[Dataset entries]
PR #21, opened 2020-07-01
Remove empty .spec.names.shortNames default from backup CRD.

sfynx:
When keeping a YAML manifest in sync using GitOps tools like ArgoCD, these tools report the manifest being out of sync when the live manifest in the cluster differs from the desired manifest in the source Git/Helm repository.

The `PerconaXtraDBBackup` CRD has an explicit empty list for its `.spec.names.shortNames` property. This is actually the default value, and in that case it apparently gets removed from the live manifest by k8s when applied. This causes the manifest to never become synced in tools like ArgoCD.

The fix is to remove the default empty value from the manifest, which will result in the same configuration on the cluster, but this time in sync with the source manifest.

This is how the issue manifests itself in ArgoCD specifically:
Screen Shot 2020-07-01 at 23 45 04

### DIFF
--- a/charts/pxc-db/Chart.yaml
+++ b/charts/pxc-db/Chart.yaml
@@ -3,7 +3,7 @@ appVersion: "1.4.0"
 description: A Helm chart for installing Percona XtraDB Cluster Databases using the PXC Operator.
 name: pxc-db
 home: https://www.percona.com/doc/kubernetes-operator-for-pxc/kubernetes.html
-version: 0.1.9
+version: 0.1.10
 maintainers:
   - name: paulczar
     email: username.taken@gmail.com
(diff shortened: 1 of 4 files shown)


it-percona:
[CLA assistant check](https://cla-assistant.percona.com:443/Percona-Lab/percona-helm-charts?pullRequest=21) <br/>Thank you for your submission! We really appreciate it. Like many open source projects, we ask that you sign our [Contributor License Agreement](https://cla-assistant.percona.com:443/Percona-Lab/percona-helm-charts?pullRequest=21) before we can accept your contribution.<br/><sub>You have signed the CLA already but the status is still pending? Let us [recheck](https://cla-assistant.percona.com:443/check/Percona-Lab/percona-helm-charts?pullRequest=21) it.</sub>

tplavcic:
Thanks for the fix! To me this doesn't look problematic, but now I'm thinking that if we merge this then it would be good to make this change here also: https://github.com/percona/percona-xtradb-cluster-operator/blob/master/deploy/crd.yaml#L161
but then I'm not sure if it can break something or not (thinking about upgrades).
@cap1984 @delgod What do you think?

delgod:
> @cap1984 @delgod What do you think?

yes, we need change in both places

PR #24, opened 2020-07-09
Add example for changing endpoint url for s3

appunni-dishq:
s3 interface can be used in multiple cloud providers. So endpointUrl could be useful for anyone using non standard s3 interface of aws. eg: DigitalOcean

### DIFF
--- a/charts/pxc-db/values.yaml
+++ b/charts/pxc-db/values.yaml
@@ -186,6 +186,7 @@ backup:
     #     bucket: S3-BACKUP-BUCKET-NAME-HERE
     #     credentialsSecret: my-cluster-name-backup-s3
     #     region: us-west-2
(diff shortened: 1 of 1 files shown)


appunni-dishq:
https://github.com/percona/percona-xtradb-cluster-operator/blob/8c4c239cffbebf861fe4541a39f484d374ac0122/pkg/apis/pxc/v1/pxc_types.go

```
type BackupStorageS3Spec struct {
	Bucket            string `json:"bucket"`
	CredentialsSecret string `json:"credentialsSecret"`
	Region            string `json:"region,omitempty"`
	EndpointURL       string `json:"endpointUrl,omitempty"`
}
```
I just noticed that this is available in actual definitions. But not provided in examples

tplavcic:
Thank you for the update!

PR #25, opened 2020-07-09
PMM not found (bug) while installing proxysql

appunni-dishq:


tplavcic:
Thank you for the update!

appunni-m:
I don't think PMM is working , I think it is a bug. After enabling PMM it stopped working for me even after doing this. Who ever disabled it did it to disable PMM

tplavcic:
Hi, your fix seems to be fine, if PMM is not working then it's another problem and needs to be solved on another level. Enabling PMM here only enables PMM agents, so PMM needs to be installed and setup before enabling here.

appunni-m:
Okay seems fair. I will bump version next time. Thanks

PR #29, opened 2020-08-13
K8SPXC-343 Readme update

cap1984:


charts/pxc-db/README.md
```diff
@@ -1,16 +1,149 @@
...
+| `haproxy.podDisruptionBudget.maxUnavailable` | Instruct Kubernetes about the failed pods allowed quantity           | `1`                                      |
+| `haproxy.persistence.enabled` | Requests a persistent storage (`hostPath` or `storageClass`) from K8S for HAProxy Pods  | `true`                                      |
+| `haproxy.persistence.hostPath` | Sets datadir path on K8S node for all HAProxy Pods. Available only when `pxc.persistence.enabled: true` |                             |
+| `haproxy.persistence.storageClass` | Sets K8S storageClass name for all HAProxy Pods PVC. Available only when `pxc.persistence.enabled: true` | `-`                      |
+| `haproxy.persistence.accessMode` | Sets K8S persistent storage access policy for all HAProxy Pods | `ReadWriteOnce`                      |
+| `haproxy.persistence.size` | Sets K8S persistent storage size for all HAProxy Pods | `8Gi`                      |
+| `haproxy.persistence.size` | Sets K8S persistent storage size for all HAProxy Pods | `8Gi`                      |
```
tplavcic, line 89: This seems to be listed twice.
Also notice that Mykola says that haproxy should not create pvc's at all - https://jira.percona.com/browse/K8SPXC-400
so probably the behaviour in operator and helm charts will need to be changed.

cap1984: I've removed duplicated entry.
Actually volume settings for haproxy is a result of using the same structure PodSpec for all pod types (haproxy, pxc, proxysql). Maybe will be changed in the future.

PR #32, opened 2020-09-29
Use v1 apiVersion for CRDs when available

endrec:
Signed-off-by: Endre Czirbesz <endre.czirbesz@rungway.com>


tplavcic (changes requested):
There seems to be some issue with this change:
```
Error: failed to install CRD crds/crd.yaml: error parsing : json: line 0: invalid character '{' looking for beginning of object key string
```
Please fix if there is still interest to merge this.
Thanks!

endrec:
I'm not using Percona any more, so I'll close this PR for now.

PR #67, opened 2021-04-10
Finalizers described

SachinHR:
I have described the finalizers in 'README.md' file within pxc-db folder. I have added a three rows in configurable parameters table.


tplavcic:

What you will do =
Retype all the records, matching them exactly.

Final answer =
PR #21, opened 2020-07-01
Remove empty .spec.names.shortNames default from backup CRD.

sfynx:
When keeping a YAML manifest in sync using GitOps tools like ArgoCD, these tools report the manifest being out of sync when the live manifest in the cluster differs from the desired manifest in the source Git/Helm repository.

The `PerconaXtraDBBackup` CRD has an explicit empty list for its `.spec.names.shortNames` property. This is actually the default value, and in that case it apparently gets removed from the live manifest by k8s when applied. This causes the manifest to never become synced in tools like ArgoCD.

The fix is to remove the default empty value from the manifest, which will result in the same configuration on the cluster, but this time in sync with the source manifest.

This is how the issue manifests itself in ArgoCD specifically:
Screen Shot 2020-07-01 at 23 45 04

### DIFF
--- a/charts/pxc-db/Chart.yaml
+++ b/charts/pxc-db/Chart.yaml
@@ -3,7 +3,7 @@ appVersion: "1.4.0"
 description: A Helm chart for installing Percona XtraDB Cluster Databases using the PXC Operator.
 name: pxc-db
 home: https://www.percona.com/doc/kubernetes-operator-for-pxc/kubernetes.html
-version: 0.1.9
+version: 0.1.10
 maintainers:
   - name: paulczar
     email: username.taken@gmail.com
(diff shortened: 1 of 4 files shown)


it-percona:
[CLA assistant check](https://cla-assistant.percona.com:443/Percona-Lab/percona-helm-charts?pullRequest=21) <br/>Thank you for your submission! We really appreciate it. Like many open source projects, we ask that you sign our [Contributor License Agreement](https://cla-assistant.percona.com:443/Percona-Lab/percona-helm-charts?pullRequest=21) before we can accept your contribution.<br/><sub>You have signed the CLA already but the status is still pending? Let us [recheck](https://cla-assistant.percona.com:443/check/Percona-Lab/percona-helm-charts?pullRequest=21) it.</sub>

tplavcic:
Thanks for the fix! To me this doesn't look problematic, but now I'm thinking that if we merge this then it would be good to make this change here also: https://github.com/percona/percona-xtradb-cluster-operator/blob/master/deploy/crd.yaml#L161
but then I'm not sure if it can break something or not (thinking about upgrades).
@cap1984 @delgod What do you think?

delgod:
> @cap1984 @delgod What do you think?

yes, we need change in both places

PR #24, opened 2020-07-09
Add example for changing endpoint url for s3

appunni-dishq:
s3 interface can be used in multiple cloud providers. So endpointUrl could be useful for anyone using non standard s3 interface of aws. eg: DigitalOcean

### DIFF
--- a/charts/pxc-db/values.yaml
+++ b/charts/pxc-db/values.yaml
@@ -186,6 +186,7 @@ backup:
     #     bucket: S3-BACKUP-BUCKET-NAME-HERE
     #     credentialsSecret: my-cluster-name-backup-s3
     #     region: us-west-2
(diff shortened: 1 of 1 files shown)


appunni-dishq:
https://github.com/percona/percona-xtradb-cluster-operator/blob/8c4c239cffbebf861fe4541a39f484d374ac0122/pkg/apis/pxc/v1/pxc_types.go

```
type BackupStorageS3Spec struct {
	Bucket            string `json:"bucket"`
	CredentialsSecret string `json:"credentialsSecret"`
	Region            string `json:"region,omitempty"`
	EndpointURL       string `json:"endpointUrl,omitempty"`
}
```
I just noticed that this is available in actual definitions. But not provided in examples

tplavcic:
Thank you for the update!

PR #25, opened 2020-07-09
PMM not found (bug) while installing proxysql

appunni-dishq:


tplavcic:
Thank you for the update!

appunni-m:
I don't think PMM is working , I think it is a bug. After enabling PMM it stopped working for me even after doing this. Who ever disabled it did it to disable PMM

tplavcic:
Hi, your fix seems to be fine, if PMM is not working then it's another problem and needs to be solved on another level. Enabling PMM here only enables PMM agents, so PMM needs to be installed and setup before enabling here.

appunni-m:
Okay seems fair. I will bump version next time. Thanks

PR #29, opened 2020-08-13
K8SPXC-343 Readme update

cap1984:


charts/pxc-db/README.md
```diff
@@ -1,16 +1,149 @@
...
+| `haproxy.podDisruptionBudget.maxUnavailable` | Instruct Kubernetes about the failed pods allowed quantity           | `1`                                      |
+| `haproxy.persistence.enabled` | Requests a persistent storage (`hostPath` or `storageClass`) from K8S for HAProxy Pods  | `true`                                      |
+| `haproxy.persistence.hostPath` | Sets datadir path on K8S node for all HAProxy Pods. Available only when `pxc.persistence.enabled: true` |                             |
+| `haproxy.persistence.storageClass` | Sets K8S storageClass name for all HAProxy Pods PVC. Available only when `pxc.persistence.enabled: true` | `-`                      |
+| `haproxy.persistence.accessMode` | Sets K8S persistent storage access policy for all HAProxy Pods | `ReadWriteOnce`                      |
+| `haproxy.persistence.size` | Sets K8S persistent storage size for all HAProxy Pods | `8Gi`                      |
+| `haproxy.persistence.size` | Sets K8S persistent storage size for all HAProxy Pods | `8Gi`                      |
```
tplavcic, line 89: This seems to be listed twice.
Also notice that Mykola says that haproxy should not create pvc's at all - https://jira.percona.com/browse/K8SPXC-400
so probably the behaviour in operator and helm charts will need to be changed.

cap1984: I've removed duplicated entry.
Actually volume settings for haproxy is a result of using the same structure PodSpec for all pod types (haproxy, pxc, proxysql). Maybe will be changed in the future.

PR #32, opened 2020-09-29
Use v1 apiVersion for CRDs when available

endrec:
Signed-off-by: Endre Czirbesz <endre.czirbesz@rungway.com>


tplavcic (changes requested):
There seems to be some issue with this change:
```
Error: failed to install CRD crds/crd.yaml: error parsing : json: line 0: invalid character '{' looking for beginning of object key string
```
Please fix if there is still interest to merge this.
Thanks!

endrec:
I'm not using Percona any more, so I'll close this PR for now.

PR #67, opened 2021-04-10
Finalizers described

SachinHR:
I have described the finalizers in 'README.md' file within pxc-db folder. I have added a three rows in configurable parameters table.


tplavcic:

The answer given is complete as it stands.